**AIM OF THE EXERCISE:**
Only a number is wanted here: the number of lines of the data that include "override".

**SUPPLIED MATERIAL:**
------------------------------------
PR #180, opened 2022-08-09
Build/circle ci semantic release dry run

tashmulla:
This PR adds a semantic release "dry run" step to our circleCI build & release process. It is set up to only run on `develop` so that we can ensure we are checking the semantic release version of the most up-to-date code before we approve to release.

The dry run will analyse the commits since the last released version and output the changelog and expected version to be released, or whether there just won't be a release. The dry run flag ensures we do not actually release the version outputted. This will allow us to double-check a version which will be released, or make a commit to ensure a particular release is made if the dry run says nothing will be released yet.

For context:
- semantic-release docs: https://www.businesswire.com/news/home/20220809005530/en/AppLovin-Submits-a-Compelling-Non-Binding-Proposal-to-Combine-with-Unity
- KWS PR adding similar implementation: https://github.com/SuperAwesomeLTD/freekws-nestjs-http-interceptors/pull/128/files
- Example semantic_release dry-run (KWS): https://app.circleci.com/pipelines/github/SuperAwesomeLTD/freekws-nestjs-http-interceptors/1050/workflows/5805ca19-2cb1-4c5a-a31c-cd0bef6e678e/jobs/3624

### DIFF
--- a/.circleci/config.yml
+++ b/.circleci/config.yml
@@ -176,7 +176,7 @@ workflows:
           filters:
             tags:
               ignore: /^v.*/
-      -semantic_release_dry_run:
+      - semantic_release_dry_run:
           context: MOBILE_ANDROID_SDKS
           requires:
             - test_superawesome_base
--- a/.circleci/config.yml
+++ b/.circleci/config.yml
@@ -49,7 +49,7 @@ jobs:
   semantic_release_dry_run:
     <<: *android_config
     environment:
-      SA_SEMANTIC_RELEASE_RUN_BRANCH: ${CIRCLE_BRANCH}
+      SA_SEMANTIC_RELEASE_RUN_BRANCH: develop
     steps:
       - checkout
       - *generate_github_token
@@ -57,7 +57,7 @@ jobs:
           name: Check semantic release version
           command: |
             git clone https://x-access-token:${GITHUB_TOKEN}@github.com/SuperAwesomeLTD/sa-continuous-integration.git "${SA_PATH_TO_CONTINUOUS_INTEGRATION_REPO}"
-            ${SA_PATH_TO_CONTINUOUS_INTEGRATION_REPO}/semantic-release/semantic-release.sh --dry-run --branches ${CIRCLE_BRANCH}
+            ${SA_PATH_TO_CONTINUOUS_INTEGRATION_REPO}/semantic-release/semantic-release.sh --dry-run
 
   semantic_release:
     <<: *android_config
@@ -180,6 +180,9 @@ workflows:
           context: MOBILE_ANDROID_SDKS
           requires:
             - test_superawesome_base
+          filters:
+            branches:
+              only: develop          
       - approve_dry_run_output:
           type: approval
           requires:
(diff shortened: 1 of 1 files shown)


tashmulla:
> Looks good but I wonder if this displays the the next release version on somewhere and how?

@gunhansancar so it would be displayed but within the semantic-release run step output e.g. [here](https://app.circleci.com/pipelines/github/SuperAwesomeLTD/freekws-nestjs-http-interceptors/987/workflows/097f44a4-93eb-4b03-b4c3-110aabf2a5ac/jobs/3295/parallel-runs/0/steps/0-103) is an example of where it outputs the version at the bottom of the script. (Adding screenshot in case you aren't able to view the pipeline)

Screenshot 2022-08-09 at 16 47 37


Note that this would only run on `develop`, so post PR merge - so a PR would therefore be merged, dry run would output what release it would be (if any) after analysing the commits since the last tag, and the engineer would check this output to validate what will be released.

Would this suffice in terms of displaying the next release version?

thomas-james-1986:
Nice! Similar question to Gunhan, would we be able to grab the outputted version as a value to potentially bump it in the app?

tashmulla:
> Nice! Similar question to Gunhan, would we be able to grab the outputted version as a value to potentially bump it in the app?

@thomas-james-1986 ah gotcha, forgot about the version file we have! That's a good point. I believe we can use the nextRelease object which gets generated with a version property. I'll have a play around with it 🙂

thomas-james-1986:
> > Nice! Similar question to Gunhan, would we be able to grab the outputted version as a value to potentially bump it in the app?
> 
> @thomas-james-1986 ah gotcha, forgot about the version file we have! That's a good point. I believe we can use the nextRelease object which gets generated with a version property. I'll have a play around with it 🙂

Awesome! 🙌  I spotted this which might be what we'd need if we wanted to auto increment the version number in the sdk: https://github.com/Kerizer/fastlane-plugin-properties 🤔

tashmulla:
> > > Nice! Similar question to Gunhan, would we be able to grab the outputted version as a value to potentially bump it in the app?
> > 
> > 
> > @thomas-james-1986 ah gotcha, forgot about the version file we have! That's a good point. I believe we can use the nextRelease object which gets generated with a version property. I'll have a play around with it 🙂
> 
> Awesome! 🙌 I spotted this which might be what we'd need if we wanted to auto increment the version number in the sdk as a next step: https://github.com/Kerizer/fastlane-plugin-properties

Ah nice spot! That'll be something pretty good for us to explore 👌 

I had a look into the `nextRelease` object, and to e.g. use it to print out the version number to the pipeline, we'll need to make a change to the SA continuous-integration script which everyone uses [here](https://github.com/SuperAwesomeLTD/sa-continuous-integration/blob/master/semantic-release/semantic-release.sh). I think we'd benefit from getting the Platform team's help with figuring it out and doing it properly, and hopefully tying it in with fastlane, so are we happy to leave this PR as is (to just get dry-run working) and then have some follow-up work we can do with Platform to use the version number further? cc @thomas-james-1986 @gunhansancar

thomas-james-1986 (approved):

gunhansancar (approved):

PR #184, opened 2022-08-16
Chore/aag 2255 safe ad logo appearing multiple times

thomas-james-1986:
This PR adds a new serialiser for the `Ad` object and the logic to set `showPadlock` to `false` if `isKSF` is true as per: https://github.com/SuperAwesomeLTD/sa-mobile-sdk-android/commit/9e55ef4cbe36598491df03b5484f6b25843a005d along with unit tests. 

It seems like `showPadlock` isn't actually used in the refactored code at the moment 🤔 we seem to be using `Config.default` instead?  I can connect it up in this PR but I wanted to raise the PR at this point to get feedback on the changes so far.

### DIFF
--- a/superawesome-common/src/main/java/tv/superawesome/sdk/publisher/common/serializers/AdSerializer.kt
+++ b/superawesome-common/src/main/java/tv/superawesome/sdk/publisher/common/serializers/AdSerializer.kt
@@ -10,129 +10,129 @@ import tv.superawesome.sdk.publisher.common.models.Creative
 import tv.superawesome.sdk.publisher.common.models.CreativeDetail
 import tv.superawesome.sdk.publisher.common.models.CreativeFormatType
 
-class AdSerializer: KSerializer<Ad> {
+class AdSerializer : KSerializer<Ad> {
 
-	override val descriptor: SerialDescriptor = buildClassSerialDescriptor("Ad") {
-		element<Int?>("advertiserId")
-		element<Int>("publisherId")
-		element<Float>("moat")
-		element<Boolean>("is_fill")
-		element<Boolean>("is_fallback")
-		element<Int>("campaign_type")
-		element<Int>("campaign_id")
-		element<Boolean>("is_house")
-		element<Boolean>("safe_ad_approved")
-		element<Boolean>("show_padlock")
-		element<Int>("line_item_id")
-		element<Boolean>("test")
-		element<Int>("app")
-		element<String>("device")
-		element<Creative>("creative")
-	}
+    override val descriptor: SerialDescriptor = buildClassSerialDescriptor("Ad") {
+        element<Int?>("advertiserId")
+        element<Int>("publisherId")
+        element<Float>("moat")
+        element<Boolean>("is_fill")
+        element<Boolean>("is_fallback")
+        element<Int>("campaign_type")
+        element<Int>("campaign_id")
+        element<Boolean>("is_house")
+        element<Boolean>("safe_ad_approved")
+        element<Boolean>("show_padlock")
+        element<Int>("line_item_id")
+        element<Boolean>("test")
+        element<Int>("app")
+        element<String>("device")
+        element<Creative>("creative")
+    }
 
-	override fun serialize(encoder: Encoder, value: Ad)
-	{
-		encoder.encodeStructure(descriptor) {
+    override fun serialize(encoder: Encoder, value: Ad) {
+        encoder.encodeStructure(descriptor) {
 
-			// Optionals
-			value.advertiserId?.let { encodeIntElement(descriptor, 0, value.advertiserId) }
+            // Optionals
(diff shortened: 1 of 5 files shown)


superawesome-common/src/main/java/tv/superawesome/sdk/publisher/common/serializers/AdSerializer.kt
```diff
@@ -0,0 +1,138 @@
...
+import kotlinx.serialization.descriptors.SerialDescriptor
+import kotlinx.serialization.descriptors.buildClassSerialDescriptor
+import kotlinx.serialization.descriptors.element
+import kotlinx.serialization.encoding.*
+import tv.superawesome.sdk.publisher.common.models.Ad
+import tv.superawesome.sdk.publisher.common.models.Creative
+import tv.superawesome.sdk.publisher.common.models.CreativeDetail
+import tv.superawesome.sdk.publisher.common.models.CreativeFormatType
+
+class AdSerializer : KSerializer<Ad> {
```
gunhansancar, line 13: I'm not sure if we need a custom serialiser just for one boolean statement which can be added as an extension method to the `Ad` object. This adds extra complexity and it is very error prone. 

E.g.
`fun showPadlock(): Boolean = showPadlock && creative.isKSF`

I feel it is much cleaner.

thomas-james-1986: I know what you mean but then we'd have `showPadlock` and `showPadlock()` with different values which would be confusing. This way we could also change `isCPICampaign()` to a property

gunhansancar: When we add new values it will be always confusing and for the new developers this will be always error prone.

Better to handle custom logic in `AdResponse` also for the feature parity with iOS.

I understand the effort here but the sequentially ordering the elements one by one is not the way to go. 

We can open this dialog to wider developer groups though.

gunhansancar:
> This PR adds a new serialiser for the `Ad` object and the logic to set `showPadlock` to `false` if `isKSF` is true as per: [9e55ef4](https://github.com/SuperAwesomeLTD/sa-mobile-sdk-android/commit/9e55ef4cbe36598491df03b5484f6b25843a005d) along with unit tests.
> 
> It seems like `showPadlock` isn't actually used in the refactored code at the moment 🤔 we seem to be using `Config.default` instead? I can connect it up in this PR but I wanted to raise the PR at this point to get feedback on the changes so far.

That one seems to be missing.
I believe the best place to handle that is inside the `AdController`
It has been done the following way in iOS
`var showPadlock: Bool { adResponse?.advert.showPadlock ?? false && adResponse?.advert.ksfRequest == nil }`

We can add a new method to `AdResponse` as a function actually since the parameters come from there.
e.g.
```
data class AdResponse(
    val placementId: Int,
    val ad: Ad,
    var html: String? = null,
    var vast: VastAd? = null,
    var baseUrl: String? = null,
    var filePath: String? = null,
    var referral: String? = null,
) {
    fun isVideo(): Boolean = ad.creative.format == CreativeFormatType.Video

    fun showPadlock(): Boolean = ad.shouldShowPadlock()
```
And the `shouldShowPadlock` can be done this way inside the `Ad` object
`fun shouldShowPadlock(): Boolean = showPadlock && !creative.isKSF`

Please also note the we should get the opposite of `isKSF` here

superawesome-common/src/main/java/tv/superawesome/sdk/publisher/common/serializers/AdSerializer.kt
gunhansancar: Custom serialisers are to handle different types or formats. And, it is better to handle custom logic after the serialisation/deserialisation is done. We can use a mapper to convert DTO object to another object and handle the logic there or better yet `AdResponse` is there to handle that kind of implementations.

It could be even better we do that inside the `AdProcessor` as you can see we already do this kind of operations there.

tashmulla: Just weighing in my thoughts - I'd suggest we try and keep implementation as simple as possible for now and think about adding a custom serialiser later on if we agree? So I do think it does make more sense to just have e.g. `fun showPadlock(): Boolean = showPadlock && !creative.isKSF`, and then later on we can refactor this to either use a serialiser or just rename variables to avoid having `showPadlock()` and `showPadlock`?

We could keep this serialiser & test on a branch anyway and look to re-add it in later if we want to, so nothing is wasted?

thomas-james-1986: Ok understood - I'll close this PR and move the logic to `AdResponse` or `AdProcessor`.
------------------------------------
**YOUR RESPONSE:**
4